Also, we and the OpenAPI Technical Steering Committee are actively working
together to re-converge the specifications. OpenAPI 3 was developed while JSON
Schema progress was stalled due to the prior editors leaving and a new group
of us (eventually) picking it up.

OpenAPI 3.1 will most likely include a keyword to allow using standard JSON
Schema as an alternative to their customized syntax, and hopefully we can
achieve full integration on OpenAPI 4. There are also some other ideas being
explored for improved compatibility in 3.x.

Standards work is hard, but the relationship between the OpenAPI TSC and the
JSON Schema editors is quite healthy and we are making good progress.

------
atombender
These days all my needs for "structured data" start with JSON Schema. I refuse
to work with schemaless apps and databases anymore.
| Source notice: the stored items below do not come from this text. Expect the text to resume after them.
PR #26115, opened 2025-09-22
[NV TensorRT RTX EP] Package CUDA Runtime and TRT RTX with NV TensorRT RTX EP python wheel

keshavv27:
### Description
- CUDA Runtime added as a dependency for NV EP python wheel
- TRT RTX dlls and license copied to wheel as public wheels for TRT RTX are currently unavailable
-  Use onnxruntime.preload_dlls() to load CUDA Runtime DLL

### Motivation and Context
Enables out-of-the-box usage for the NV TensorRT RTX EP python wheel

### DIFF
--- a/cmake/onnxruntime_python.cmake
+++ b/cmake/onnxruntime_python.cmake
@@ -962,13 +962,31 @@ if (onnxruntime_USE_TENSORRT)
 endif()
 
 if (onnxruntime_USE_NV)
+  if ( OR ${CMAKE_SYSTEM_NAME} STREQUAL "Linux")
+      file(GLOB NV_LIB_FILES LIST_DIRECTORIES false "${TENSORRT_RTX_ROOT}/lib/tensorrt_*.dll"
+                                             "${TENSORRT_RTX_ROOT}/lib/libtensorrt_*.so.*")
+    message(STATUS "NV lib files: " ${NV_LIB_FILES})
+  endif()
   add_custom_command(
     TARGET onnxruntime_pybind11_state POST_BUILD
     COMMAND ${CMAKE_COMMAND} -E copy
+        ${NV_LIB_FILES}
         $<TARGET_FILE:onnxruntime_providers_nv_tensorrt_rtx>
         $<TARGET_FILE:onnxruntime_providers_shared>
         $<TARGET_FILE_DIR:${build_output_target}>/onnxruntime/capi/
   )
+  if (EXISTS "${TENSORRT_RTX_ROOT}/doc/LICENSE.txt")
+    add_custom_command(
+      TARGET onnxruntime_pybind11_state POST_BUILD
+        COMMAND ${CMAKE_COMMAND} -E copy "${TENSORRT_RTX_ROOT}/doc/LICENSE.txt" $<TARGET_FILE_DIR:${build_output_target}>/onnxruntime/TRT_RTX_LICENSE.txt
+    )
+  endif()
+  if (EXISTS "${TENSORRT_RTX_ROOT}/doc/Acknowledgements.txt")
+    add_custom_command(
+      TARGET onnxruntime_pybind11_state POST_BUILD
+        COMMAND ${CMAKE_COMMAND} -E copy "${TENSORRT_RTX_ROOT}/doc/Acknowledgements.txt" $<TARGET_FILE_DIR:${build_output_target}>/onnxruntime/TRT_RTX_Acknowledgements.txt
+    )
+  endif()
 endif()
 
 if (onnxruntime_USE_MIGRAPHX)
--- a/setup.py
+++ b/setup.py
@@ -374,6 +374,12 @@ if platform.system() == "Linux" or platform.system() == "AIX":
         "libHtpPrepare.so",
     ]
     dl_libs.extend(qnn_deps)
+    #NV TensorRT RTX
+    nv_tensorrt_rtx_deps = [
+        "libtensorrt_rtx.so.*",
+        "libtensorrt_onnxparser_rtx.so.*"
+    ]
+    dl_libs.extend(nv_tensorrt_rtx_deps)
     if nightly_build:
         libs.extend(["libonnxruntime_pywrapper.so"])
 elif platform.system() == "Darwin":
@@ -454,6 +460,12 @@ else:
         "migraphx_tf.dll",
     ]
     libs.extend(migraphx_deps)
+    #NV TensorRT RTX Libs
+    nv_tensorrt_rtx_deps = [
+        "tensorrt_onnxparser_rtx_*.dll",
+        "tensorrt_rtx_*.dll"
+    ]
+    libs.extend(nv_tensorrt_rtx_deps)
 
 if is_manylinux:
     if is_openvino:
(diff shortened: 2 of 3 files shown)


keshavv27:
@chilo-ms @jywu-msft @snnn @tianleiwu pinging for review, Thanks!

hlevring:
Would be very convenient to get this landed asap

tianleiwu:
Please run lintrunner to format: https://github.com/microsoft/onnxruntime/blob/main/docs/Coding_Conventions_and_Standards.md#linting

setup.py
```diff
@@ -374,6 +374,13 @@ def finalize_options(self):
         "libHtpPrepare.so",
     ]
     dl_libs.extend(qnn_deps)
+    #NV TensorRT RTX
+    nv_tensorrt_rtx_deps = [
+        "libtensorrt_rtx.so.*",
+        "libtensorrt_onnxparser_rtx.so.*"
```
gedoensmax: Is this correct or are there also libraries without a version at the end ? E.g. `libtensorrt_rtx.so` as a symlink to `libtensorrt_rtx.so.1`.

cmake/onnxruntime_python.cmake
```diff
@@ -962,13 +962,33 @@ if (onnxruntime_USE_TENSORRT)
 endif()
 
 if (onnxruntime_USE_NV)
+  if (WIN32 OR ${CMAKE_SYSTEM_NAME} STREQUAL "Linux")
+      file(GLOB NV_LIB_FILES LIST_DIRECTORIES false "${TENSORRT_RTX_ROOT}/lib/tensorrt_*.dll"
+                                             "${TENSORRT_RTX_ROOT}/bin/tensorrt_*.dll"
+                                             "${TENSORRT_RTX_ROOT}/lib/libtensorrt_*.so.*"
+                                             "${TENSORRT_RTX_ROOT}/bin/libtensorrt_*.so.*")
+    message(STATUS "NV lib files: " ${NV_LIB_FILES})
+  endif()
```
gedoensmax, line 971: This will not work if TRT RTX is installed as a system package. I think this is currently not easily supported via `apt install` or something. That being said if you use [`find_path`](https://cmake.org/cmake/help/latest/command/find_path.html) instead of a file GLOB you can include system install paths and so on.

setup.py
keshavv27: Yes, there are two symlinks libtensorrt_rtx.so and libtensorrt_rtx.so.1 for libtensorrt_rtx.so.1.1.1. In the wheel the libs are getting duplicated in place of the symlink.

keshavv27: Will update the path here to just use the symlink libtensorrt_rtx.so

gedoensmax: It depends on which library the actual pybind lib is using. You can check that with `ldd`.

setup.py
```diff
@@ -496,8 +509,8 @@ def finalize_options(self):
 examples_names = ["mul_1.onnx", "logreg_iris.onnx", "sigmoid.onnx"]
 examples = [path.join("datasets", x) for x in examples_names]
 
-# Extra files such as EULA and ThirdPartyNotices (and Qualcomm License, only for QNN release packages)
-extra = ["LICENSE", "ThirdPartyNotices.txt", "Privacy.md", "Qualcomm_LICENSE.pdf"]
+# Extra files such as EULA and ThirdPartyNotices (and Qualcomm License, only for QNN release packages)(TRT RTX and CUDA License for NV TRT RTX EP release packages)
+extra = ["LICENSE", "ThirdPartyNotices.txt", "Privacy.md", "Qualcomm_LICENSE.pdf", "TRT_RTX_LICENSE.txt", "TRT_RTX_Acknowledgements.txt"]
```
snnn: ONNX Runtime is released under MIT license, which cannot be changed. TRT's license should be put in https://github.com/microsoft/onnxruntime/blob/main/ThirdPartyNotices.txt .

ThirdPartyNotices.txt
```diff
@@ -6154,3 +6154,4814 @@ Redistribution and use in source and binary forms, with or without modification,
...
+2.12    Reverse engineer, decompile or disassemble any portion of the output generated using Software elements for the purpose of translating such output artifacts to target a non-NVIDIA platform; or
+2.13    Distribute or disclose to third parties the output of the Software where the output reveals functionality or performance data pertinent to NVIDIA hardware or software products, results of benchmarking, competitive analysis, or regression or performance data relating to the Software or NVIDIA GPUs without the prior written permission from NVIDIA.
+3.  Authorized Users. You may allow employees and contractors of your entity or of your subsidiary(ies), and for educational institutions also enrolled students, to internally access and use the Software as authorized by this Agreement from your secure network to perform the work authorized by this Agreement on your behalf. You are responsible for the compliance with the terms of this Agreement by your authorized users. Any act or omission that if committed by you would constitute a breach of this Agreement will be deemed to constitute a breach of this Agreement if committed by your authorized users.
```
snnn: This license agreement seems very different than what open source software should have.

ThirdPartyNotices.txt
```diff
@@ -6154,3 +6154,4814 @@ Redistribution and use in source and binary forms, with or without modification,
...
+1.2 License Grant to NVIDIA. Subject to the terms of this Agreement, you grant NVIDIA and its affiliates a non-exclusive, perpetual, irrevocable, sublicensable, worldwide, royalty-free, fully paid-up and transferable license, under your intellectual property rights, to publicly perform, publicly display, reproduce, use, make, have made, sell, offer for sale, distribute (through multiple tiers of distribution), import, create derivative works of and otherwise commercialize and exploit at NVIDIA's discretion any Derivatives created by or for you. You may, but are not required to, deliver any Derivatives to NVIDIA.
+2. License Restrictions. Your license to use the Software and Derivatives is restricted as stated in this Section 2 ("License Restrictions"). You will cooperate with NVIDIA and, upon NVIDIA's written request, you will confirm in writing and provide reasonably requested information to verify your compliance with the terms of this Agreement.  You may not:
+2.1 Use the Software or Derivatives for any purpose other than the Purpose;
```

The workflow which I use for one app is:

* Define a JSON Schema for all the app's models

* Generate static Go types from these definitions

* Generate corresponding GraphQL types and inputs in the Go app for serving the API

* Generate TypeScript types in JavaScript front ends against the same schema

* Same model structs in Go are used to shuffle data in and out of data stores

Since GraphQL is more limited than JSON Schema (for example, very limited
union ("oneof") support), there are some features I'm not able to fully make
use of, but the common denominator covers most use cases.

I _love_ having end-to-end static typing, validation and consistency.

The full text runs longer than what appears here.